▸ **Task directions**: Output each entry exactly as written.

▸ **Data extracted from a collection**:
PR #72, opened 2023-05-05
Add a synchronous client

benzwreck:


README.md
```diff
@@ -88,7 +79,66 @@ println(response)
 )
 */
 ```
+#### Currently only two backend implementations are available:
+* `OpenAISyncBackend` which uses `Identity` as an effect `F[_]`
```
kciesielski, line 83: **nitpick:** Although `Id[A]` is called _identity monad_, here it implies that it's the type name, so maybe it should be 
```
which uses identity monad `Id[A]` as an effect `F[A]`
```

core/src/test/scala/sttp/openai/client/SyncClientSpec.scala
```diff
@@ -0,0 +1,78 @@
...
+      |    "param": null,
+      |    "code": "invalid_api_key"
+      |  }
+      |}""".stripMargin
+
+  for ((statusCode, expectedError) <- testData)
+    s"Service response with status code: $statusCode" should s"return ${expectedError.getSimpleName}" in {
+      val syncBackendStub: SyncBackendStub = DefaultSyncBackend.stub.whenAnyRequest.thenRespondWithCode(statusCode, errorResponse)
+      val syncClient = OpenAISyncClient(authToken = "test-token", backend = syncBackendStub)
+      syncClient.getModels.left.value.getClass.getName shouldBe expectedError.getName
```
kciesielski, line 40: **suggestion:** You can compare just classes, without `getName`.

core/src/main/scala/sttp/openai/OpenAISyncClient.scala
```diff
@@ -0,0 +1,447 @@
...
+
+class OpenAISyncClient private (authToken: String, backend: SyncBackend) {
+
+  private val openAI = new OpenAI(authToken)
+
+  /** Lists the currently available models, and provides basic information about each one such as the owner and availability.
+    *
+    * [[https://platform.openai.com/docs/api-reference/models]]
+    */
+  def getModels: Either[OpenAIError, ModelsResponse] =
```
adamw, line 50: I think the sync client should use exceptions instead of `Either`s - providing a quick gateway to openai; if somebody wants more control over error cases, there's the `F`-backend which exposes eithers

core/src/main/scala/sttp/openai/OpenAISyncClient.scala
```diff
@@ -0,0 +1,447 @@
...
+          case Conflict                                     => TryAgain(message, typ, param, code, e)
+          case ServiceUnavailable                           => ServiceUnavailableError(message, typ, param, code, e)
+          case _                                            => APIError(message, typ, param, code, e)
+        }
+      case DeserializationException(_, error) => throw new json.DeserializationException(error)
+    }
+}
+
+object OpenAISyncClient {
+  def apply(authToken: String) = new OpenAISyncClient(authToken, DefaultSyncBackend())
```
adamw, line 445: here we also need to expose a `close` method (which closes the backend if it has been created when creating the client - see sttp, it has a similar mechanism)

README.md
```diff
@@ -39,17 +39,16 @@ OpenAI API Offical Documentation https://platform.openai.com/docs/api-reference/
...
+import sttp.openai.OpenAISyncClient
 import sttp.openai.requests.completions.chat.ChatRequestResponseData.ChatResponse
 import sttp.openai.requests.completions.chat.ChatRequestBody.ChatBody
 import sttp.openai.requests.completions.chat.Message
 
-// Create an instance of OpenAI providing your API secret-key
-
-val openAi: OpenAI = new OpenAI("your-secret-key")
+// Create an instance of OpenAISyncClient providing your API secret-key and sync backend instance
+val backend: SyncBackend = DefaultSyncBackend()
```
adamw, line 48: this step can be ommited, by creating the client using the default-backend factory method

README.md
```diff
@@ -62,17 +61,9 @@ val chatRequestBody: ChatBody = ChatBody(
   messages = bodyMessages
 )
 
-// Use createChatCompletion and pass created request body to create sttp request
-
-val request = openAI.createChatCompletion(chatRequestBody)
+val chatResponse = openAI.createChatCompletion(chatRequestBody)
```
adamw, line 64: and now that we have a simple type, we can add a type here :)

README.md
```diff
@@ -88,7 +79,66 @@ println(response)
 )
 */
 ```
+#### Currently only two backend implementations are available:
+* `OpenAISyncBackend` which uses `Identity` as an effect `F[_]`
+* `OpenAI` which provides raw sttp `Request`s. 
+If you want to make use of other effects, you have to use `OpenAI` and pass the chosen backend directly to `request.send(backend)` function.
```
adamw, line 85: + mention custom error handling

core/src/main/scala/sttp/openai/OpenAIErrors.scala
```diff
@@ -0,0 +1,71 @@
+package sttp.openai
+
+import sttp.client4.HttpError
+
+object OpenAIErrors {
+  sealed abstract class OpenAIError(
```
adamw, line 6: maybe let's make it simply an `OpenAIException`?

adamw: But good idea to represent open ai errors as their own model :) Maybe we should use the same approach in `OpenAI` as well?

adamw (changes requested):
Good direction, but needs some changes :)

core/src/main/scala/sttp/openai/OpenAISyncClient.scala
benzwreck: @adamw I created one in `class OpenAISyncClient`, but forgot to make docs for that (line 420):
```scala
def close(): Unit = backend.close()
```
I don't know if we need that in companion object tbh and if so how should that look like :)

adamw: The problem is we should only close the backend if we opened it (if it has been provided externally, `close` should be a no-op). See here: https://github.com/softwaremill/sttp/blob/master/core/src/main/scalajvm/sttp/client4/httpclient/HttpClientSyncBackend.scala#L21

README.md
```diff
@@ -62,33 +60,84 @@ val chatRequestBody: ChatBody = ChatBody(
...
+  model = "gpt-3.5-turbo",
+  messages = bodyMessages
+)
+
+val chatResponse = openAI
+  .createChatCompletion(chatRequestBody)
+  .send(backend)
+  .map(_.body)
+
+Thread.sleep(1000) // wait for the future to complete, just for a test case
```
adamw, line 118: let's use Await.result(future) instead

core/src/test/scala/sttp/openai/client/SyncClientSpec.scala
```diff
@@ -0,0 +1,81 @@
...
+    (BadRequest, classOf[InvalidRequestException]),
+    (NotFound, classOf[InvalidRequestException]),
+    (UnsupportedMediaType, classOf[InvalidRequestException]),
+    (Unauthorized, classOf[AuthenticationException]),
+    (Forbidden, classOf[PermissionException]),
+    (Conflict, classOf[TryAgain]),
+    (ServiceUnavailable, classOf[ServiceUnavailableException]),
+    (Gone, classOf[APIException])
+  )
+  private val errorResponse =
```
kciesielski, line 26: **suggestion:** Please add a test that verifies if this gets deserialized to proper fields in the exception.

core/src/main/scala/sttp/openai/json/SnakePickle.scala
```diff
@@ -45,20 +47,52 @@ object SttpUpickleApiExtension extends SttpUpickleApi {
...
+      .mapWithMetadata { (string, metadata) =>
+        if (metadata.isSuccess) Right(string) else Left(httpToOpenAIError(HttpError(string, metadata.code)))
+      }
+      .showAs("either(as error, as string)")
+
+  private def httpToOpenAIError(he: HttpError[String]): OpenAIException = {
+    import sttp.model.StatusCode._
+    val errorMessageBody = SnakePickle.read[ujson.Value](he.body).apply("error").obj.values
+    val (message, typ, param, code) =
+      SnakePickle.read[(Option[String], Option[String], Option[String], Option[String])](errorMessageBody)
```
kciesielski, line 86: **issue:** You are using a tuple here, which means that you assume fields based by their position, right? If that's the case then I think it's unsafe, because the ordering is  not guaranteed and all of them are strings. It's better to deserialize to a case class.

adamw (approved):
Ship it! :)

kciesielski (approved):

▸ **Task result**:
PR #72, opened 2023-05-05
Add a synchronous client

benzwreck:


README.md
```diff
@@ -88,7 +79,66 @@ println(response)
 )
 */
 ```
+#### Currently only two backend implementations are available:
+* `OpenAISyncBackend` which uses `Identity` as an effect `F[_]`
```
kciesielski, line 83: **nitpick:** Although `Id[A]` is called _identity monad_, here it implies that it's the type name, so maybe it should be 
```
which uses identity monad `Id[A]` as an effect `F[A]`
```

core/src/test/scala/sttp/openai/client/SyncClientSpec.scala
```diff
@@ -0,0 +1,78 @@
...
+      |    "param": null,
+      |    "code": "invalid_api_key"
+      |  }
+      |}""".stripMargin
+
+  for ((statusCode, expectedError) <- testData)
+    s"Service response with status code: $statusCode" should s"return ${expectedError.getSimpleName}" in {
+      val syncBackendStub: SyncBackendStub = DefaultSyncBackend.stub.whenAnyRequest.thenRespondWithCode(statusCode, errorResponse)
+      val syncClient = OpenAISyncClient(authToken = "test-token", backend = syncBackendStub)
+      syncClient.getModels.left.value.getClass.getName shouldBe expectedError.getName
```
kciesielski, line 40: **suggestion:** You can compare just classes, without `getName`.

core/src/main/scala/sttp/openai/OpenAISyncClient.scala
```diff
@@ -0,0 +1,447 @@
...
+
+class OpenAISyncClient private (authToken: String, backend: SyncBackend) {
+
+  private val openAI = new OpenAI(authToken)
+
+  /** Lists the currently available models, and provides basic information about each one such as the owner and availability.
+    *
+    * [[https://platform.openai.com/docs/api-reference/models]]
+    */
+  def getModels: Either[OpenAIError, ModelsResponse] =
```
adamw, line 50: I think the sync client should use exceptions instead of `Either`s - providing a quick gateway to openai; if somebody wants more control over error cases, there's the `F`-backend which exposes eithers

core/src/main/scala/sttp/openai/OpenAISyncClient.scala
```diff
@@ -0,0 +1,447 @@
...
+          case Conflict                                     => TryAgain(message, typ, param, code, e)
+          case ServiceUnavailable                           => ServiceUnavailableError(message, typ, param, code, e)
+          case _                                            => APIError(message, typ, param, code, e)
+        }
+      case DeserializationException(_, error) => throw new json.DeserializationException(error)
+    }
+}
+
+object OpenAISyncClient {
+  def apply(authToken: String) = new OpenAISyncClient(authToken, DefaultSyncBackend())
```
adamw, line 445: here we also need to expose a `close` method (which closes the backend if it has been created when creating the client - see sttp, it has a similar mechanism)

README.md
```diff
@@ -39,17 +39,16 @@ OpenAI API Offical Documentation https://platform.openai.com/docs/api-reference/
...
+import sttp.openai.OpenAISyncClient
 import sttp.openai.requests.completions.chat.ChatRequestResponseData.ChatResponse
 import sttp.openai.requests.completions.chat.ChatRequestBody.ChatBody
 import sttp.openai.requests.completions.chat.Message
 
-// Create an instance of OpenAI providing your API secret-key
-
-val openAi: OpenAI = new OpenAI("your-secret-key")
+// Create an instance of OpenAISyncClient providing your API secret-key and sync backend instance
+val backend: SyncBackend = DefaultSyncBackend()
```
adamw, line 48: this step can be ommited, by creating the client using the default-backend factory method

README.md
```diff
@@ -62,17 +61,9 @@ val chatRequestBody: ChatBody = ChatBody(
   messages = bodyMessages
 )
 
-// Use createChatCompletion and pass created request body to create sttp request
-
-val request = openAI.createChatCompletion(chatRequestBody)
+val chatResponse = openAI.createChatCompletion(chatRequestBody)
```
adamw, line 64: and now that we have a simple type, we can add a type here :)

README.md
```diff
@@ -88,7 +79,66 @@ println(response)
 )
 */
 ```
+#### Currently only two backend implementations are available:
+* `OpenAISyncBackend` which uses `Identity` as an effect `F[_]`
+* `OpenAI` which provides raw sttp `Request`s. 
+If you want to make use of other effects, you have to use `OpenAI` and pass the chosen backend directly to `request.send(backend)` function.
```
adamw, line 85: + mention custom error handling

core/src/main/scala/sttp/openai/OpenAIErrors.scala
```diff
@@ -0,0 +1,71 @@
+package sttp.openai
+
+import sttp.client4.HttpError
+
+object OpenAIErrors {
+  sealed abstract class OpenAIError(
```
adamw, line 6: maybe let's make it simply an `OpenAIException`?

adamw: But good idea to represent open ai errors as their own model :) Maybe we should use the same approach in `OpenAI` as well?

adamw (changes requested):
Good direction, but needs some changes :)

core/src/main/scala/sttp/openai/OpenAISyncClient.scala
benzwreck: @adamw I created one in `class OpenAISyncClient`, but forgot to make docs for that (line 420):
```scala
def close(): Unit = backend.close()
```
I don't know if we need that in companion object tbh and if so how should that look like :)

adamw: The problem is we should only close the backend if we opened it (if it has been provided externally, `close` should be a no-op). See here: https://github.com/softwaremill/sttp/blob/master/core/src/main/scalajvm/sttp/client4/httpclient/HttpClientSyncBackend.scala#L21

README.md
```diff
@@ -62,33 +60,84 @@ val chatRequestBody: ChatBody = ChatBody(
...
+  model = "gpt-3.5-turbo",
+  messages = bodyMessages
+)
+
+val chatResponse = openAI
+  .createChatCompletion(chatRequestBody)
+  .send(backend)
+  .map(_.body)
+
+Thread.sleep(1000) // wait for the future to complete, just for a test case
```
adamw, line 118: let's use Await.result(future) instead

core/src/test/scala/sttp/openai/client/SyncClientSpec.scala
```diff
@@ -0,0 +1,81 @@
...
+    (BadRequest, classOf[InvalidRequestException]),
+    (NotFound, classOf[InvalidRequestException]),
+    (UnsupportedMediaType, classOf[InvalidRequestException]),
+    (Unauthorized, classOf[AuthenticationException]),
+    (Forbidden, classOf[PermissionException]),
+    (Conflict, classOf[TryAgain]),
+    (ServiceUnavailable, classOf[ServiceUnavailableException]),
+    (Gone, classOf[APIException])
+  )
+  private val errorResponse =
```
kciesielski, line 26: **suggestion:** Please add a test that verifies if this gets deserialized to proper fields in the exception.

core/src/main/scala/sttp/openai/json/SnakePickle.scala
```diff
@@ -45,20 +47,52 @@ object SttpUpickleApiExtension extends SttpUpickleApi {
...
+      .mapWithMetadata { (string, metadata) =>
+        if (metadata.isSuccess) Right(string) else Left(httpToOpenAIError(HttpError(string, metadata.code)))
+      }
+      .showAs("either(as error, as string)")
+
+  private def httpToOpenAIError(he: HttpError[String]): OpenAIException = {
+    import sttp.model.StatusCode._
+    val errorMessageBody = SnakePickle.read[ujson.Value](he.body).apply("error").obj.values
+    val (message, typ, param, code) =
+      SnakePickle.read[(Option[String], Option[String], Option[String], Option[String])](errorMessageBody)
```
kciesielski, line 86: **issue:** You are using a tuple here, which means that you assume fields based by their position, right? If that's the case then I think it's unsafe, because the ordering is  not guaranteed and all of them are strings. It's better to deserialize to a case class.

adamw (approved):
Ship it! :)

kciesielski (approved):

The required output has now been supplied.